Guess What? You're Wasting Your Time If You organise

messy office clutter disorganized

Photo: via Jeffrey Beall on Flickr

How much time do you spend each day getting better organised? Cut it in half.When it comes to investing time, thought and effort into productively organising oneself, less is more. In fact, not only is less more, research suggests it may be faster, better and cheaper.

IBM researchers observed that email users who “searched” rather than set up files and folders for their correspondence typically found what they were looking for faster and with fewer errors. Time and overhead associated with creating and managing email folders were, effectively, a waste.

By combining threading with search, technology makes an economic virtue of virtual disorganization. The personal productivity issue knowledge workers and effective executives need to ponder is whether habits of efficiency that once improved performance have decayed into mindless ruts that delay or undermine desired outcomes. Are folders and filing systems worth fifteen to 20-five minutes a day of contemplative classification and sort for serious managers?

Obsessive Type As might insist hands-on organizational design is essential to getting a firm grasp on essential correspondence. More measured assessment argues that this is exactly the sort of administrivia where the energy literally isn’t worth the effort. To frame the productivity issue more starkly: what would really prove more personally productive — folders that sort 15% faster? Or key phrase search capabilities that were 20% better?

Not a single colleague or client I know would pick the former. Their personal productivity paradigms have shifted. The notion of “getting organised” has the aroma of anachronism.
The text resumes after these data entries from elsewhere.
PR #2073, opened 2023-08-28
Sync Centreon next 22.04 (Jira release #19331#)

tuntoja:
REF #MON-21124


tuntoja:
Closed due to bad trigger

PR #2149, opened 2023-09-08
escape character with the right method

s-duret:
## Description

Use another method to escape character and be compatible with Firefox

**Fixes** # MON-16321

## Type of change

## Target serie

- [ ] 21.10.x
- [ ] 22.04.x
- [x] 22.10.x
- [x] 23.04.x
- [x] 23.10.x (master)

### DIFF
--- a/centreon/www/include/monitoring/status/Services/xml/serviceXML.php
+++ b/centreon/www/include/monitoring/status/Services/xml/serviceXML.php
@@ -556,7 +556,7 @@ if (!$sqlError) {
         $obj->XML->writeElement("sc", $obj->colorService[$data["state"]]);
         $obj->XML->writeElement("cs", _($obj->statusService[$data["state"]]), false);
         $obj->XML->writeElement("ssc", $data["state"]);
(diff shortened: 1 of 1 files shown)


centreon/www/include/monitoring/status/Services/xml/serviceXML.php
```diff
@@ -556,7 +556,7 @@ function analyseGraphs(array $hostServiceIds): void
         $obj->XML->writeElement("sc", $obj->colorService[$data["state"]]);
         $obj->XML->writeElement("cs", _($obj->statusService[$data["state"]]), false);
         $obj->XML->writeElement("ssc", $data["state"]);
-        $obj->XML->writeElement("po", htmlspecialchars(htmlspecialchars($pluginShortOuput)));
+        $obj->XML->writeElement("po", CentreonUtils::escapeSecure($pluginShortOuput));
```
abuathier, line 559: `escapeSecure` seems to only remove basic tags by default.
I don't see how it can work in xml.

abuathier:
Replaced by #2296

PR #293, opened 2015-07-10
SUBLIME_LINTER_FILE and SUBLIME_LINTER_FOLDERS env variables

kkamkou:
Hi all!

[I'm using the docker container for eslint](https://github.com/kkamkou/docker-applications/blob/master/eslint.sh). The only problem is to extract the root folder from the sublime tree. This path is required for `.eslintrc` detection.

What I did is kind of sharing the information using the ENV variables. Please, review.

p.s. tests are not working with the latest version of py.test

### DIFF
--- a/lint/linter.py
+++ b/lint/linter.py
@@ -360,7 +360,7 @@ class Linter(metaclass=LinterMeta):
     errors = None
     highlight = None
     lint_settings = None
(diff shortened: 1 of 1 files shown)


kkamkou:
I'll create a new one. Closed.

PR #318, opened 2015-08-25
Basic tooltip support

Templar-von-Midgard:
Added a tooltip when the cursor is in a line where errors are present.
Using the "tooltip_style" setting a CSS file can be given to format the tooltip.
Using the "search_engine" setting you can give a url like "https://google.com/#q=", to which the warning that you clicked on will be appended to open in the default browser.


MattDMo:
Bump :+1:

ondrejbartas:
Hi any reason why this is not merged???

Arkkimaagi:
This seems quite cool and solves the issue of multiple errors in same row getting lost. For some reason I had to edit it a bit to get it working, some string joints were giving me a hard time, but changing them to be like this worked:

```python
        for err in errors:
            divContent += '<p><a href="open:'
            divContent += syntax
            divContent += ' '
            divContent += err
            divContent += '">'
            divContent += err
            divContent += '</a></p>'
```

I have no idea why, as I do not know Python, but hey, it works.

One thing that comes to mind is that maybe there should be some small delay before opening the popup so that it does not flash around as much as it does now.

Would definitely like to see this merged, maybe start so that you could enable it with a configuration flag.

buildersbrewery:
This PR should be changed to make use of `on_hover(view, point, hover_zone)` from Build 3116, see [API Reference (ST3)](https://www.sublimetext.com/docs/3/api_reference.html).

For a minimal working example compare Makopo/sublime-text-tooltip-lsl#5.

---

### However

[Build 3118 introduces Phantoms](https://forum.sublimetext.com/t/dev-build-3118/21270) and I strongly believe they fit the nature of SublimeLinter better than tooltips.

groteworld:
Sorry for the radio silence, I have been away for a while now. I have evaluated all three tooltip PRs and decided on #510 moving forward. I appreciate your work, and the discussion that it sprouted. I am interestested in how we can use phantom vs. tooltips in Tooltip Themes.

Thanks you again for your time.

Issue #150, opened 2014-11-12
Feature: Ability to set working directory for linter


luke-tsekouras-sirca:
I'm using `pylint`, and I'm having trouble trying to get it to work with a particular `pylintrc` because of some `init-hooks` which adds a few folders to the python path to include extra modules in the project.  They rely on the current working directory being the root of the project.  At the moment the working directory looks to be set to the directory of the file being linted.  

I believe the `working_directory` option was available for SublimeLinter 2, so why is it not available for SublimeLinter 3?

braver:
Seems like #325 already addresses this. If not, let me know, or it will come up by itself again. 🤷‍♂️

PR #325, opened 2015-09-06
new linter setting -- `chdir`

smanolloff:
Allows to specify a linter's working directory (#150).
In case a value is not set or is invalid, the old behavior is used (try to change to the directory of the linted file).

### DIFF
--- a/docs/linter_settings.rst
+++ b/docs/linter_settings.rst
@@ -120,3 +120,29 @@ In :ref:`debug mode <debug-mode>`, |sl| logs each occurrence of an ignore match.
 .. note::
 
    |regex|
+
+
+chdir
+-----
+This setting specifies the linter working directory.
+
+The value must be a string, corresponding to a valid directory path.
+
+.. code-block:: json
+
+    {
+        "chdir": "${project}",
+    {
+
+With the above example, the linter will get invoked from the ``${project}`` directory (see :ref:`Inline overrides <_settings-tokens>` for more info on using tokens).
+
+.. note::
+
+     If the value of ``chdir`` is unspecified (or inaccessible), then:
+
+     - If linting an unsaved file, the directory is unchanged
+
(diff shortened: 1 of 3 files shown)


zenlambda:
I setup my project's python path in a pylintrc init-hook (the pylintrc is in my projects root directory). This patch is very useful because it allows Sublimelinter-pylint to read the pylintrc and get all the right settings.

I've tried this patch at it works for me.

Thanks @smanolloff !

grotewold:
Thanks for your addition @smanolloff!

aMarCruz:
thanks, SL **not** working now.
console display various:
`SublimeLinter: chdir not set or invalid, using ...blah...`
and nothing more.

Windows 7 + SublimeLinter 3

smanolloff:
Hi @aMarCruz, thank you for your feedback.

Can you please provide the following details:
1) have you specified a value for this setting in your configuration files?
2) which linter do you observe the issue with? Is it the same with all your linters?
3) the entire console log.

aMarCruz:
Hi @smanolloff , strange case.
I have installed eslint and jscs plugins.I disable eslint months ago, so the only enabled plugins were annotations and jscs.
Yesterday I disable SL, including their plugins through Package Control, as JSCS was unusable.

Right now (today) I went back to enable SL and all its plugins and is working perfectly!
I have not configured "chdir" so SL sends messages (like `SublimeLinter: chdir not set or invalid, using C:\MinGW\msys\1.0\home\<myself>\compiler\lib`), but find the correct file directory and runs jscs with no problem.

Yesterday that I had the problem, I tried setting "chdir" with `${directory}`, later with the absolute path for the current js file, the path of my project, delete the cache, etc. ...never works.
I don't tried testing annotations, sorry.

If I notice any issue I'll tell you.
Thanks for your attention.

Ongoing improvement in email/document/desktop and cloud-centric search frees them from legacy information management behaviours like filing.

Similarly, they want meeting invitations and schedules with embedded links that instantly trigger — and sync — commitments on their calendars. They don’t want to spend more time overseeing scheduling logistics; they expect their technologies to smoothly structure time slots and highlight — and even anticipate — conflicts in advance. They’re “organising” for flexibility, adaptiveness and immediate response. More accurately, their technologies exist to give them greater speed and flexibility. Their personal organizational ethos reflects a Toyota Production System “just-in-time” attitude. The technical configuration facilitates a pull — not push — time management. organisation has given way to improvisation.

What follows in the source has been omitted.